(Collected data)
PR #4, opened 2019-10-30
Feature/blob

pieperm:


vision/blob/blobfind.py
```diff
@@ -0,0 +1,75 @@
...
+        # create Rectangle and add to list of bounding boxes
+        bbox = Rectangle(top_left_near, top_right_near, bottom_right_near, bottom_left_near, top_left_far, top_right_far, bottom_right_far, bottom_left_far)
+        bounding_boxes.append(bbox)
+
+
+    if logging:
+        im_with_keypoints = cv2.drawKeypoints(image, keypoints, outImage=np.array([]), color=(0, 225, 255), flags=cv2.DRAW_MATCHES_FLAGS_DRAW_RICH_KEYPOINTS)
+        print('Bounding boxes:', bounding_boxes)
+        cv2.imshow("Blobs", im_with_keypoints)
+        cv2.waitKey(0)
```
coledie: Remove the logging variable and everything in this if statement. Lets put this somewhere else though as a nifty utility, maybe a vision/tools or vision/util directory -- generalize it so other people can make use of it.

vision/blob/blobfind.py
```diff
@@ -0,0 +1,75 @@
...
+def configure_params():
+    params = cv2.SimpleBlobDetector_Params()
+
+    params.filterByArea = True
+    params.maxArea = constants.MAX_AREA
+
+    params.minThreshold = constants.MIN_THRESHOLD
+    params.maxThreshold = constants.MAX_THRESHOLD
+
+    return params
```
coledie: Lets make the config a .json so we dont need a custom parser and itll be more accessible to others trying to use the config or change it. See my comments on the constants.py.

vision/blob/blobfind.py
```diff
@@ -0,0 +1,75 @@
...
+
+        # With depth, these will be calculated differently
+        top_left_far = top_left_near
+        top_right_far = top_right_near
+        bottom_right_far = bottom_right_near
+        bottom_left_far = bottom_left_near
+
+        # create Rectangle and add to list of bounding boxes
+        bbox = Rectangle(top_left_near, top_right_near, bottom_right_near, bottom_left_near, top_left_far, top_right_far, bottom_right_far, bottom_left_far)
+        bounding_boxes.append(bbox)
```
coledie: Will need to update w/ new rect class from interface.

vision/blob/blobfind.py
```diff
@@ -0,0 +1,75 @@
...
+    for keypoint in keypoints:
+        # find center and radius of keypoint
+        x_coord, y_coord = keypoint.pt[0], keypoint.pt[1]
+        radius = keypoint.size / 2
+
+        # calculate coordinates for bounding box of each blob
+        top_left_near = (x_coord - radius, y_coord - radius, 0)
+        top_right_near = (x_coord + radius, y_coord - radius, 0)
+        bottom_right_near = (x_coord + radius, y_coord + radius, 0)
+        bottom_left_near = (x_coord - radius, y_coord + radius, 0)
```
coledie: calculate x - r, x + r, ... once and pass into each for readability.

vision/blob/blobfind.py
```diff
@@ -0,0 +1,75 @@
...
+
+    params = configure_params()
+    blob_detector = cv2.SimpleBlobDetector_create(params)
+
+    keypoints = blob_detector.detect(image)
+
+    bounding_boxes = []
+    for keypoint in keypoints:
+        # find center and radius of keypoint
+        x_coord, y_coord = keypoint.pt[0], keypoint.pt[1]
```
coledie: Maybe center_x and center_y for readability.

vision/blob/blobfind.py
```diff
@@ -0,0 +1,75 @@
+import cv2
```
coledie: \"""
Docstring at top
"""

vision/Blobdetection/simpleDetection.py
```diff
@@ -0,0 +1,70 @@
+
```
coledie: Lets put this code in vision/camera! I can have someone format all of the types of camera streams so they are generic interfaces for all the vision algorithms. Rename it to webcam.py or something.

vision/blob/blob.py
```diff
@@ -0,0 +1,53 @@
...
+    """
+    def __init__(self, top_left_near, top_right_near, bottom_right_near, bottom_left_near, top_left_far, top_right_far, bottom_right_far, bottom_left_far):
+        self.top_left_near = top_left_near
+        self.top_right_near = top_right_near
+        self.bottom_right_near = bottom_right_near
+        self.bottom_left_near = bottom_left_near
+        self.top_left_far = top_left_far
+        self.top_right_far = top_right_far
+        self.bottom_right_far = bottom_right_far
+        self.bottom_left_far = bottom_left_far
```
coledie: If you pull feature/interface, you can use their rectangle class.

vision/blob/blob.py
```diff
@@ -0,0 +1,53 @@
...
+
+class Blob:
```
coledie: I think you should add a object_type parameter to rectangle rather than creating a wrapper.

vision/blob/blobfind.py
```diff
@@ -0,0 +1,105 @@
...
+"""
+import os
+import sys
+sys.path.insert(0, os.path.dirname(os.path.dirname(os.path.abspath(__file__))))
+sys.path.insert(0, os.path.dirname(os.path.dirname(os.path.dirname(os.path.abspath(__file__)))))
+import cv2
+from vision.blob.blob import Rectangle
+import json
+
+def import_params():
```
coledie: We need a unit test for this.

vision/blob/blobfind.py
```diff
@@ -0,0 +1,105 @@
...
+        for category in config:
+            category_enabled = config[category]['enable']
+            if category_enabled:
+                if hasattr(params, category):
+                    setattr(params, category, config[category]['enable'])
+                for attr in config[category]:
+                    if hasattr(params, attr):
+                        setattr(params, attr, config[category][attr])
+
+        print(params.minThreshold)
```
coledie: Remove this.

vision/blob/blobfind.py
```diff
@@ -0,0 +1,105 @@
...
+    params: SimpleBlobDetector_Params
+        blob detector params object
+    """
+    def __init__(self, image, params=None):
+        self.image = image
+        self.keypoints = []
+        if params is None:
+            self.params = import_params()
+        else:
+            self.params = params
```
coledie:
```
self.params = import_params() if params is None else params
```

vision/blob/blobfind.py
```diff
@@ -0,0 +1,105 @@
...
+        self.params = params
+
+    """
+    Detects blobs in the image provided in the constructor
+
+    Returns
+    -------
+    list[Rectangle]
+        a list of bounding boxes represented as Rectangles, each with 8 (x, y, z) coordinates
+    """
```
coledie: Put documentation under function definition.

vision/blob/blobfind.py
```diff
@@ -0,0 +1,105 @@
...
+        if params is None:
+            self.params = import_params()
+        else:
+            self.params = params
+
+    def update_image(self, image):
+        self.image = image
+
+    def update_params(self, params):
+        self.params = params
```
coledie: Lets use properties for these ie pythons take on getters and setters.
```
@property
def image(self):
    """
    This function is called every time self.image is run.
    """
    return self._image  # You shouldn't need to rename any instances of image to _image, the getter and setters will work.

@image.setter
def image(self, value):
    """
    Defines behavior of self.image = value.
    """
    if not instance(value, np.ndarray):
        raise ValueError("Need an image")
    self._image = image
```
Same for params

vision/blob/blobfind.py
```diff
@@ -0,0 +1,105 @@
...
+    """
+    Detects blobs in the image provided in the constructor
+
+    Returns
+    -------
+    list[Rectangle]
+        a list of bounding boxes represented as Rectangles, each with 8 (x, y, z) coordinates
+    """
+    def find(self):
+        blob_detector = cv2.SimpleBlobDetector_create(self.params)
```
coledie: This belongs in the __init__. If the params are updates, the params setter should create a new instance of this.

vision/unit_tests/test_blobbing.py
```diff
@@ -0,0 +1,46 @@
...
+        expected_blobs = {
+            "apple.jpg": 1,
+            "legos.jpg": 30,
+            "MyBeach.png": 1,
+            "oranges.png": 1,
+            "sampleobj.png": 1
+        }
+        vision_folder = os.path.dirname(os.path.dirname(os.path.abspath(__file__)))
+
+        for i, img in enumerate(os.listdir('vision/blob/samples')):
```
coledie: We can refactor this to 
```
for filename, expected in expected_blobs.items():
```
I think that will clean up your code below and prevent it from breaking with new files in the samples directory.

vision/util/blob_logger.py
```diff
@@ -0,0 +1,36 @@
...
+    from blob.blobfind import BlobFinder
+
+def log_blobs(blob_finder):
+    """
+    Shows the detected blobs in an image and print the bounding boxes
+
+    Parameters
+    ----------
+    blob_finder: BlobFinder
+        BlobFinder object that contains an image and potentially params
```
coledie: Lets change this to a list of rectangles, which the BlobFinder outputs. This will make it generic to anyone's algorithm. In the if __name__ == '__main__' of blob you could run blob finder and have it print this.

May need to pass in an image too.

vision/util/blob_logger.py
```diff
@@ -0,0 +1,36 @@
+"""Utility for logging blobs detected in an image"""
+
+import cv2
+import numpy as np
+try:
+    from vision.blob.blobfind import BlobFinder
+except ImportError:
+    from blob.blobfind import BlobFinder
+
+def log_blobs(blob_finder):
```
coledie: Rename to show_blobs so that people will know what they are in for.

pieperm:
**Note**: We're going to also have to move the images in `blob/samples` to `vision/vision_images/blob` and fix file paths accordingly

▶ _TASK DETAILS_:
Search the data for the string "code" and copy every line where it appears.

▶ _REPLY_:
coledie: Lets put this code in vision/camera! I can have someone format all of the types of camera streams so they are generic interfaces for all the vision algorithms. Rename it to webcam.py or something.
I think that will clean up your code below and prevent it from breaking with new files in the samples directory.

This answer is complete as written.